Bis dann dann euer hilfsbedürftiger Mythos


----------



## Quentin (29. August 2002)

reicht die netzteil-leistung für die ganzen angeschlossenen geräte (lüfter, graka, motherboard usw) aus?


----------



## eViLaSh (29. August 2002)

kann durchaus sein, das du was flasch angeschlossen hast, ich würde das nochmal überprüfen.

warscheinlicher ist allerdings das was quentin gesagt hat

oder das der PC doch zu heiss wird !
ich würde das nochmal genau überprüfen !!!


----------



## Mythos007 (29. August 2002)

Zu heiss ist es definitiv nicht ... 54° sind doch echt
keine Temperatur für einen Prozessor ... 

Netzteil ... - ey jungs - das ist ein 430 Watt netzteil
soviel verbraucht noch nicht einmal mein Trockner 

Die Anschlüsse werde ich jetzt noch einmal überprüfen
hmm könnt ihr mir vielleicht bei der richtigen Anschluss-
weise helfen ? ich poste mal ein bild wie ich es angeschlossen
habe und wie es im Handbuch vom Mainboard steht ... 

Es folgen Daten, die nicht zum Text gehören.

PR #10343, opened 2021-03-18
fix: Add API to control whether Binder converts back to presentation…

### LINKED ISSUE #10342: fix: Add API to control whether Binder converts back to presentation (forward port from v8)
### Description

Since Vaadin 7 the binder API did not propagate conversion back to presentation. This changed in [8.12.1](https://github.com/vaadin/framework/pull/12132) and [19.0.0](https://github.com/vaadin/flow/pull/9227) to always update the field with the converted value as well. 

This fix / behaviour change introduced a major regression in most of our application that were pretty hard to spot and raised a lot of problems on our side that's why I opened VS-3752 after discussing this with Anna and Tatu to allow for configuration of the behaviour.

ich hoffe ihr könnt damit dann etwas anfangen - ich hoffe
auch das ich euch mit meinen Fragen nicht auf den "Sack"
gehe - es ist nur so das es für mich sehr wichtig ist 
dieses Problem in den Griff zu bekommen - also bis nachher
euer Mythos without a PC ...

N.S.: Könnte es nicht auch an den Powermanagement einstellungen
im Bios liegen ?


----------



## BigJuri (29. August 2002)

Mach das mal mit den Anschlüssen, mit dem Bild können wir dir sicher besser helfen. Sonst kann ich zu diesen Probs (noch) nichts sagen, aber das mit dem plötzlichen Ausschalten könnte ich vielleicht klären. Falls du Windows nutzt könnte es an der Einstellung "Automatisch Neustart durchführen" unter "Systemsteuerung/Systemeigenschaften/Erweitert/Starten und Wiederherstellen/Einstellungen" liegen.

MFG, BigJuri


----------



## sam (29. August 2002)

> _Original geschrieben von Mythos007 _
> *Zu heiss ist es definitiv nicht ... 54° sind doch echt
> keine Temperatur für einen Prozessor ...
> 
> ...


also das netzteil sollte schon reichen  
54°C...naja, im leerlauf währe das ein bisschen viel...jedenfalls für nen pentium...was isses denn feines?


----------



## Vitalis (29. August 2002)

Mythos.. ich hatte so ziemlich genau das gleiche Problem wie Du. Es lag am Netzteil, neues gekauft und es funktionierte wunderbar. Obwohl 430 Watt ja reichlich sind..


----------



## Mythos007 (29. August 2002)

hmm - vielen Dank für eure Antworten ...

Also die hälfte hab ich wohl hinbekommen ...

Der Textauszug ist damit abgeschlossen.